The same reluctance was seen in France where nearly €4 billion of debt was sold at an average yield of 3.29 per cent. Although it was seen as a relative success, the bids exceeding supply plummeted from 3.05 to 1.64.

However, according to Ranvir Singh, CEO of market analysts RANsquawk, the take-up in France could reflect a divergence between the eurozone’s big two Germany and France.

He commented: “For the cameras at least, the Merkozy [Angela Merkel and Nicolas Sarkozy] double act makes much of fiscal discipline and solidarity across the Rhine. Demand for Germany’s bunds remains as solid as ever. The question marks raised after a technically uncovered bund auction in November appear to have gone.”

He added: “But French yields are rising as markets continue to fret about the Paris government’s ability to pay its debts. An auction of 10-year bonds on [5 January] offered an average yield of 3.29per cent, up from the 3.18 per cent offered at a similar sale in December.

"A long way from the punishing borrowing costs paid by Spain and Italy, but arguably a step closer to a credit rating downgrade.”

The concerns of the debt markets reflect the growing sense that the
eurozone will be heading into an unavoidable recession.

According to John Chatfeild-Roberts, chief investment officer at Jupiter Asset Management, 2012 will see Europe’s crisis rumbling on and that while predicting the final outcome was very difficult, “further financial blood-letting” would be required before the global economy could heal.

In a briefing note, Chatfeild-Roberts added: “European politicians have treated this as a crisis of liquidity – a temporary shortage of cash – rather than one of solvency, where countries’ finances are unsustainable. As a consequence, the woes of the single currency zone could take a heavy toll on world growth. If there is a recession on the continent, the UK will not be immune from the knock-on effects.”

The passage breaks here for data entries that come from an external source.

Issue #10103, opened 2025-07-02
Invalid call to dataType on unresolved object


wenfang6:
### Backend

VL (Velox)

### Bug description

sql like this has the error. Invalid call to dataType on unresolved object
example：
```
CREATE TABLE map_test_gluten (
  sessionid STRING,
  features MAP<STRING, STRING>)
USING parquet;
INSERT overwrite dap_dev.map_test_gluten VALUES 
(
  'session_001',
  map(
    '118', 'geek_position_1',
    '125', 'boss_position_1',
    'tag', 'abc'
  )
),
(
  'session_002',
  map(
    '118', 'geek_position_2',
    '125', 'boss_position_2',
    'tag', 'xyz'
  )
);
query：
 select 
/*+ REPARTITION(2) */
a.features,
a.geek_position
from 
(select features,features ['118'] as geek_position from dap_dev.map_test_gluten) a
```
error：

In his weekly briefing, chief investment officer at EMEA Merrill Lynch Wealth Management Bill O’Neill noted: “A persistent failure to address the
systematic issue in the eurozone debt crisis – the risk of default - means Europe will see a contraction in activity this year. We clearly need to see the European Central Banks’s aggressive approach in its latest refinancing operation (which allocated €589 billion) being built upon through confidence in budget programmes put forward by the Spanish and Italian governments, as well as the fiscal compact being drafted by March.”

Carmignac Gestion investment committee member Didier St Georges warned that the seriousness of the European crisis could be analysed as the combination of two incompatible circumstances: public debt at unsustainable levels, and a banking sector that is so under-capitalised that it could not recognise the full extent of this hole in its balance sheets.

He said that the debt issue was getting worse. Pointing to Portugal he said the country faced a 4.2 per cent of GDP in debt interest, a 1.5 per cent deficit and a shrinking economy. As a result it faced 2012 7.7 per cent away from a balanced budget which would enable it to start paying off its debt.

“In varying degrees, most European countries are in this position, which will therefore worsen with the economic downturn,” commented St Georges.